* DATA SHOWN:
PR #230, opened 2026-08-28
fix: preserve all-message thread routing

baixiaohang:
## Summary

- Route `all_message` thread-scoped messages to a Thread Session owner and a Channel Session observer without changing per-target attention.
- Preserve trusted direct continuity, ended-session fencing, and atomic out-of-order root upgrades.
- Add negotiated `replyRole` delivery/steer v2 handling with fail-closed rolling compatibility while keeping legacy owner payload hashes stable.
- Document the shared Feishu/Slack thread-routing model in English and Chinese. No database migration is required.

## Validation

- `git diff --check`
- `pnpm check`
- `pnpm build`
- `pnpm typecheck`
- `pnpm test`
- `pnpm --filter @opentag/server test:integration` (234 tests passed)

## Review

First Tree chat review passed with no blocking findings.

### DIFF
--- a/packages/server/src/services/im/im-message-inbox.ts
+++ b/packages/server/src/services/im/im-message-inbox.ts
@@ -351,17 +351,29 @@ export class ImMessageInbox {
                       event.conversation.externalId,
                       threadKey,
                     );
-                const rootExternalId = threadRootExternalId(event.providerContext);
-                const rootWasDirect =
-                  !existingThread && !direct && !endedThreadExists && rootExternalId
-                    ? await this.#rootWasDirectToChannelSession(
-                        transaction,
-                        imBindingId,
-                        event.conversation.externalId,
-                        rootExternalId,
-                      )
-                    : false;
-                if (existingThread || direct || rootWasDirect) {
+                const rootExternalId = await this.#reliableThreadRootExternalId(
+                  transaction,
+                  imBindingId,
+                  event.conversation.externalId,
+                  threadKey,
+                  event.providerContext,
+                );
+                const rootWasDirect = rootExternalId
+                  ? await this.#rootWasDirectToChannelSession(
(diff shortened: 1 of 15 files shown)


packages/server/src/services/im/im-message-inbox.ts
```diff
@@ -468,17 +484,37 @@ export class ImMessageInbox {
                   workspaceComputerId: scope.agent.workspaceComputerId,
                   now,
                 });
-                await transaction
-                  .insert(imMessageDeliveries)
-                  .values({
-                    messageId: pending.id,
-                    sessionId: thread.id,
+                const [upgraded] = await transaction
```
yuezengwu, line 487: [blocking] Before this upgrade, the correlation above uses only the root stored on each pending event. Feishu can omit rootId on later events in the same thread; during ingest, #reliableThreadRootExternalId correctly recovers that root from an earlier event, but this upgrade loop does not. I reproduced: ingest ambient event A with threadId + rootId, ingest same-thread event B with threadId but no rootId, then ingest the direct root out of order. A upgrades to direct while B stays ambient. That violates the documented same-normalized-thread continuity and the PR's atomic-upgrade claim. Please derive the reliable root for each pending threadKey here (or precompute an equivalent validated thread-to-root mapping), upgrade every undispatched ambient delivery in the correlated thread, and add this regression case.

yuezengwu (changes requested):
Requesting changes because the out-of-order direct-root upgrade does not apply the PR's reliable-root recovery to every pending event in the normalized thread. A later Feishu event that omits the repeated rootId remains ambient while an earlier event in the same thread upgrades to direct, so continuity is only partially restored. I reproduced this on the exact head. All existing local suites and GitHub checks pass; details are in the inline blocker.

* PROBLEM TO WORK ON: Give back the records above exactly, limited to the lines between the one holding "- Document the" and the one holding "(234 tests passed)", inclusive.

* EXERCISE OUTPUT:
- Document the shared Feishu/Slack thread-routing model in English and Chinese. No database migration is required.

## Validation

- `git diff --check`
- `pnpm check`
- `pnpm build`
- `pnpm typecheck`
- `pnpm test`
- `pnpm --filter @opentag/server test:integration` (234 tests passed)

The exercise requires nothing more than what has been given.